Exercise objective - Each line from the one containing "-454,7 +434,7 @@" through the end of the data is to be written out exactly, and nothing more.

Saved entries
PR #358, opened 2026-04-13
RCA: worker dies after successful launch — liveness check insufficient (closes #71)

### LINKED ISSUE #71: RCA: worker dies after successful launch — liveness check insufficient
## Problem
\`launch_worker\` liveness check (from #67) only verifies the worker is alive 1-2s after launch. But the worker dies later (after sub-Claude finishes a task, or during loop iteration) and nobody notices until cron fires.

## Timeline (02:36)
1. Kennel self-restarted with #67 fix live
2. Worker launched for kennel repo
3. Worker ran, completed work, exited normally (no more tasks)
4. New issue #69 assigned — webhook fired, kennel called \`launch_worker\`
5. Worker launched, liveness check passed (process alive at +1s)
6. Worker died shortly after (unknown reason)
7. No retry — kennel thinks worker is running

## Root cause
The liveness check is a point-in-time snapshot. It can't detect:
- Worker that exits after completing one cycle
- Worker that crashes mid-task
- Worker that exits 0 (no work) and never comes back

## What's needed
Not just "is it alive at launch" but ongoing health monitoring:
- **Option A**: Worker writes a heartbeat file; kennel checks freshness
- **Option B**: Worker holds a pipe/socket open; kennel detects close
- **Option C**: Supervisor thread (v1) — continuously monitors all workers

## Interim fix
After \`launch_worker\`, wait for process to finish (not just launch), then check exit code. If exit 0 with no work done, that's fine. If exit non-zero, retry.

Or: \`launch_worker\` returns the Popen object; kennel polls it periodically.

## Milestone
v1

FidoCanCode:
RCA: worker dies after successful launch — liveness check insufficient (closes #71)

Fixes #71.

---

## Work queue

- [x] [Consolidate per-repo watchdog threads into a single shared watchdog thread](https://github.com/FidoCanCode/home/pull/358#discussion_r3073472445) 
- [x] Integrate Watchdog into server runtime as periodic daemon thread 
</details>

### DIFF
--- a/kennel/server.py
+++ b/kennel/server.py
@@ -41,26 +41,6 @@ _replied_comments: set[int] = set()
 # exceeds _PULL_BUDGET_SECONDS, even if a retry window remains.
 _PULL_BACKOFF_DELAYS: tuple[int, ...] = (10, 30, 60)
 _PULL_BUDGET_SECONDS: float = 600.0
-_WATCHDOG_INTERVAL: float = 30.0
-
-
-def _start_watchdog_thread(
-    registry: WorkerRegistry,
-    repos: dict[str, RepoConfig],
-    *,
-    _interval: float = _WATCHDOG_INTERVAL,
-) -> threading.Thread:
-    """Start a daemon thread that periodically runs the watchdog."""
-    watchdog = Watchdog(registry, repos)
-
-    def _loop() -> None:
-        while True:
-            time.sleep(_interval)
-            watchdog.run()
-
-    t = threading.Thread(target=_loop, daemon=True, name="watchdog")
-    t.start()
-    return t
 
 
 def _runner_dir() -> Path:
@@ -454,7 +434,7 @@ def run(
     _signal=signal.signal,
     _kill_active_children=kill_active_children,
     _startup_pull=_startup_pull,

Solution to this exercise -
@@ -454,7 +434,7 @@ def run(
     _signal=signal.signal,
     _kill_active_children=kill_active_children,
     _startup_pull=_startup_pull,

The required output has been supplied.